In patients with symptomatic knee osteoarthritis (OA), treatment with atorvastatin falls short of reducing cartilage volume loss over 2 years as compared with placebo, according to the results of a trial.

The multicentre trial randomized 304 patients (mean age 55.7 years, 55.6 percent female) with knee OA to receive atorvastatin 40 mg orally (n=151) or matching placebo (n=153) once daily. Most of these patients (81.6 percent) completed the trial.

There was a minimal difference in the primary endpoint of annual percentage change in tibial cartilage volume (measured using magnetic resonance imaging [MRI]) over 2 years. Atorvastatin-treated patients recorded an annual decrease of 1.66 percent, while those on placebo saw a yearly decrease of 2.17 percent (difference, 0.50 percent, 95 percent confidence interval [CI], –0.17 to 1.17).

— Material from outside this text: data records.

PR #1220, opened 2025-10-01
dc-chain: update dockerfile to properly handle the new config filenames

Arno500:
Allowing the user to choose which target they want to setup the toolchain for. Without this, the latest master do not build using the Dockerfile.


pcercuei:
Note that I already have a similar commit in my CI PR: https://github.com/KallistiOS/KallistiOS/pull/1026

PR #1387, opened 2026-05-25
C++ std::chrono precision toolchain fixes + clock example upgrade.

gyrovorbis:
This PR is a series of commits which works its  way up to fixing the horrible 1 second maximum resolution of C++'s `std::chrono` API in addition to revamping the C++ clock example to... y'know... actually use real C++ code and not just be C++98 calling into C APIs for date/time.

Basically `std::chrono` went from utterly useless for C++ developers to having the full 80ns granularity of `clock_gettime()` and `timespec_get()`, which is awesome. Plus, the clock example now actually flexes `std::chrono` for a cleaner implementation that also validates modern C++ APIs and features for our toolchains.

Here are the highlights of the commits:

1.  First I had to break our arch/timer API... because SOMEONE named a public API routine, `timer_gettime()` which is literally the name of a POSIX Timer API routine, which I have had to stub out as part of this PR... This could be seen as an API break, sorta, technically, but there's just no way around this. That routine should've never been named that to begin with, and we should absolutely rename it ASAP before more damage is done.

2. I had to stub out the entirety of the POSIX asynchronous timer API routines, such as the *real* `timer_gettime()`, which are just returning EINVAL/ENOSUP atm as stubs. These are needed, because libstdc++ REQUIRES `_POSIX_TIMERS` feature support in order to back `std::chrono` with `clock_gettime()` for its full resolution.

3. I had to remove our declarations for the little bit of the POSIX timer API that we do support from `machine/time.h` and instead get those declarations plus the rest of the POSIX timer API declarations handled by Newlib, by patching its top-level `sys/features.h` header, which is where each platform supported by Newlib conditionally enables the POSIX API features which it supports.

4. I had to finally patch GCC versions 15 and 16 so that `libstdc++`'s configure script which tests for routines to back `std::chrono` with would properly find and use `clock_gettime()` from POSIX, which offers full 80ns resolution, rather than the fallthrough implementation that just uses C89's `time()` routine, with only 1 second resolution.

5. I up-ported the C++ clock example to unapologetically modern AF C++23 code for god, glory, toolchain testing, and educational purposes. :kekw:

EDIT: Oh yeah, I rebuilt both a GCC16 and a GCC15 toolchain with those patches and confirmed everything works great with the new `std::chrono`-based C++ clock example:

https://github.com/user-attachments/assets/c71cbafa-50b6-4e90-8205-ed5419eecdce

### DIFF
--- a/examples/dreamcast/cpp/clock/Makefile
+++ b/examples/dreamcast/cpp/clock/Makefile
@@ -1,18 +1,22 @@
 #
 # DC Clock App
 # Based on Peter Hatch's Font Test
-# (c)2002 Megan Potter
-#   
+#
+# Copyright (C) 2002 Megan Potter
+# Copyright (C) 2026 Falco Girgis
+#
 
 TARGET = clock.elf
 OBJS = clock.o romdisk.o
 KOS_ROMDISK_DIR = romdisk
-
-KOS_CPPFLAGS += -std=gnu++17
-
-all: rm-elf $(TARGET)
+KOS_CPPFLAGS += -std=gnu++23
+KOS_GCCVER_MIN = 13.0.0
 
 include $(KOS_BASE)/Makefile.rules
+
+ifeq ($(call KOS_GCCVER_MIN_CHECK,$(KOS_GCCVER_MIN)),1)
+
+all: rm-elf $(TARGET)
 
 clean: rm-elf
 	-rm -f $(OBJS) 
@@ -30,3 +34,7 @@ dist: $(TARGET)
 	-rm -f $(OBJS) romdisk.img
 	$(KOS_STRIP) $(TARGET)
 
+else
+  all $(TARGET) clean rm-elf run dist:
+	$(KOS_GCCVER_MIN_WARNING)
+endif
--- a/examples/dreamcast/cpp/clock/clock.cc
+++ b/examples/dreamcast/cpp/clock/clock.cc
@@ -1,76 +1,85 @@
-// Originally from plib_examples
-// Ported to Dreamcast/KOS by Peter Hatch
-// read_input () code from KOS examples
-// Converted to a clock by Megan Potter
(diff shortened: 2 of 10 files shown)


gyrovorbis:
DOH. Goddamn, dudes, we have freaking GCC9 in CI? ...yeah, okay, I guess I broke KOS with older GCC toolchains that don't use the same Newlib version as the one I'm patching to enable all the stuff I removed from KOS's `time.h`.

Go ahead and keep reviewing the PR for other issues, but standby, cuz I'll work on fixing it ASAP tomorrow.

pcercuei:
You can probably cheese it by adding the `_POSIX_TIMERS` define to our <sys/_types.h>`.

Not that it'd be the right header to add that, but at least it wouldn't require patching newlib.

gyrovorbis:
I'm about to give this a try when I get a chance. Thanks.

QuzarDC:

Likewise, the annual change in tibial cartilage volume was similar in the two treatment groups.

Results were the same for the prespecified secondary endpoints. There were no significant between-group differences seen in progression of cartilage defects (odds ratio [OR], 0.86, 95 percent CI, 0.52–1.41) or bone marrow lesions (OR, 1.00, 95 percent CI, 0.62–1.63), change in pain (–36.0 vs –29.5, adjusted difference, –2.7, 95 percent CI, –27.1 to 21.7), stiffness (–14.2 vs –11.8, adjusted difference, –0.2, 95 percent CI, –12.2 to 11.8), or function (–89.4 vs –87.5, adjusted difference, 0.3, 95 percent CI, –83.1 to 83.6).

Adverse events occurred with similar frequency in the atorvastatin (n=57, 37.7 percent) and placebo (n=52, 34.0 percent) groups.

The present data do not support use of atorvastatin in the treatment of knee OA.